No doubt a different question would have been presented if the record provided factual support for the conclusion that Imero had determined to lease the Empire space on the terms already stipulated by Empire, and had replaced Aegis with Lansco for the single purpose of depriving Aegis of the commission to be earned on the execution of the lease.
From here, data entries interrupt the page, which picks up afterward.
PR #367, opened 2018-05-04
Oculus Go support (WIP)

robertlong:
Todo
- [ ] Finish upgrading AFrame (#359)
- [x] Skip enter VR screen
- [x] Taking off the headset doesn't fire "blur" event.  Ensure that we exit the scene and mute mic like on other platforms.
- [x] Force AA on
- [ ] Improve overall performance to hit 60 FPS (possibly another series of PRs)

### DIFF
--- a/src/avatar-selector.html
+++ b/src/avatar-selector.html
@@ -6,9 +6,9 @@
   <title>avatar selector</title>
   <link rel="stylesheet" href="https://fonts.googleapis.com/icon?family=Material+Icons">
   <% if(NODE_ENV === "production") { %>
-    <script src="https://cdn.rawgit.com/brianpeiris/aframe/845825ae694449524c185c44a314d361eead4680/dist/aframe-master.min.js"></script>
+    <script src="https://cdn.rawgit.com/aframevr/aframe/dba7369/dist/aframe-master.min.js" integrity="sha384-cKjxF5vmHB6Jq8O24NlFfpIzDNKSapSmpIKyg6KzGAsliOfbCAJHxE/EZHzw9xU0" crossorigin="anonymous"></script>
   <% } else { %>
-    <script src="https://cdn.rawgit.com/brianpeiris/aframe/845825ae694449524c185c44a314d361eead4680/dist/aframe-master.js"></script>
+    <script src="https://cdn.rawgit.com/aframevr/aframe/dba7369/dist/aframe-master.js" integrity="sha384-lDPOpFIESh74q9UjPSiOy6dIBuvtUzKzBzV9UTvIDW+9eiL3PjlMRBJuTWq8se7Y" crossorigin="anonymous"></script>
   <% } %>
 </head>
 
--- a/src/avatar-selector.html
+++ b/src/avatar-selector.html
@@ -6,9 +6,9 @@
   <title>avatar selector</title>
   <link rel="stylesheet" href="https://fonts.googleapis.com/icon?family=Material+Icons">
   <% if(NODE_ENV === "production") { %>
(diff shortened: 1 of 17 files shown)


robertlong:
Oculus Browser is not emitting a blur, vrdisplaydeactivate, vrdisplayblur, visibilitychange, or vrdisplaypresentchange event when taking off the headset or when it goes into standby. It does emit a second vrdisplayfocus event when taking the headset off, but I feel uncomfortable using that event 😕 

I reached out to the devs at Oculus and hopefully we'll have a fix in soon. I'd rather not merge this without that change as your mic stays on indefinitely with zero indication that it's still recording.

I guess I can hack it by polling the vr device state if we want to get it out earlier?

robertlong:
VR device state didn't work either. I added a timeout in the tick method of the `exit-on-blur` system. This is a hack, but it works quite well for now. I'm assuming nothing else pauses that system/requestAnimationFrame for more than 15 seconds on Oculus Browser.

src/avatar-selector.html
```diff
@@ -6,9 +6,9 @@
   <title>avatar selector</title>
   <link rel="stylesheet" href="https://fonts.googleapis.com/icon?family=Material+Icons">
   <% if(NODE_ENV === "production") { %>
```
cvan: FYI: @gfodor has PR #217, which was originally to bump A-Frame to `0.8.2`: https://github.com/mozilla/hubs/pull/217/files

as I understand it, it's probably best to point to `3e7a4b3`. likely, PR #217 can be closed?

src/hub.html
```diff
@@ -13,9 +13,9 @@
     <link href="https://fonts.googleapis.com/css?family=Zilla+Slab:300,300i,400,400i,700" rel="stylesheet">
 
     <% if(NODE_ENV === "production") { %>
```
cvan: FYI: @gfodor has PR #217, which was originally to bump A-Frame to `0.8.2`: https://github.com/mozilla/hubs/pull/217/files

as I understand it, it's probably best to point to aframevr/aframe@3e7a4b3. likely, PR #217 can be closed?

src/systems/exit-on-blur.js
```diff
@@ -2,18 +2,26 @@ AFRAME.registerSystem("exit-on-blur", {
...
+    this.isOculusBrowser = navigator.userAgent.match(/Oculus/);
 
     window.addEventListener("blur", this.onBlur);
     window.addEventListener("focus", this.onFocus);
 
     this.exitTimeout = null;
   },
 
+  tick() {
+    if (this.isOculusBrowser) {
```
netpro2k: I would add a note about what this hack is for so that we know when it can be removed (when the WebVR events get fixed)

src/hub.js
```diff
@@ -9,7 +9,7 @@ patchWebGLRenderingContext();
 
 import "aframe-xr";
 import "./vendor/GLTFLoader";
-import "networked-aframe";
+import "networked-aframe/src/index";
```
netpro2k: whats the deal with this change?

src/systems/exit-on-blur.js
```diff
@@ -2,18 +2,26 @@ AFRAME.registerSystem("exit-on-blur", {
...
+      this.exitTimeout = setTimeout(this.onTimeout, 15 * 1000);
+    }
+  },
+
   onBlur() {
     if (this.el.isMobile) {
-      this.exitTimeout = setTimeout(() => {
-        this.el.dispatchEvent(new CustomEvent("exit"));
-      }, 30 * 1000);
+      this.exitTimeout = setTimeout(this.onTimeout, 30 * 1000);
```
netpro2k: Should probably clearTimeout here so you dont end up accidentaly firing it multiple times.

robertlong: Yeah, good point.

src/hub.js
robertlong: networked-aframe's package.json exposes the bundled version of the library. This makes debugging harder because no sourcemaps are generated. This is a temporary fix until we change networked-aframe's package.json

robertlong: I've created a PR: https://github.com/networked-aframe/networked-aframe/pull/127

Such a situation, clearly not presented here, would have presented a problem somewhat similar to that addressed by the Court of Appeals in Keviczky v Lorber (290 NY 297) with one significant difference. In Keviczky the buyer, after an agreement *76on all essential terms had been reached with the seller, terminated the broker’s employment because of his refusal to agree to a demand to refund to the buyer the greater part of the commissions to be earned. Thereafter, the transaction was completed with a broker who agreed to that demand. Even in that situation it is not without significance that a judgment for the broker was affirmed by a closely divided court, with three dissenting Judges concluding, in an opinion by Chief Judge Lehman, that the refusal of the terminated broker to agree to the demand merely established his failure to bring about an agreement between the buyer and the seller. (Cf. Newberry & Co. v Warnecke & Co., 267 App Div 418, affd 293 NY 698; Byrne, Bowman & Forshay v 488 Madison Ave., 11 Misc 2d 587, affd 286 App Div 826.) In any event, the issue that would have been presented by the hypothesized situation is not before us, it being clear that Lansco was not authorized to accept the lease on the terms previously proposed by Empire, and there being nothing other than sheer speculation to support the inference that Imero acted in bad faith.

For the reasons already set forth, and for others that need not be detailed, it is clear that the second cause of action seeking damages on the basis of a conspiracy among the several parties was properly dismissed at Special Term. Nor, for reasons already stated, do we perceive any basis at all for permitting Aegis to replead to set forth explicitly a claim of tortious interference by Imero with Aegis’ “relationship” with Empire, that claim inevitably resting upon the alleged wrongfulness of Imero’s action in terminating Aegis’ services and being, in any event, legally insufficient with regard to Empire, a party to the alleged contractual relationship. (See, e.g., Bereswill v Yablon, 6 NY2d 301; Friedman v Roseth Corp., 270 App Div 988.)

For the reasons set forth above, the order of the Supreme Court, New York County (Alvin Klein, J.), entered on January 24, 1984, and the judgment entered thereon on May 2, 1984, which granted Lansco’s motion for summary judgment dismissing the complaint and the third-party complaints, should be affirmed, with costs.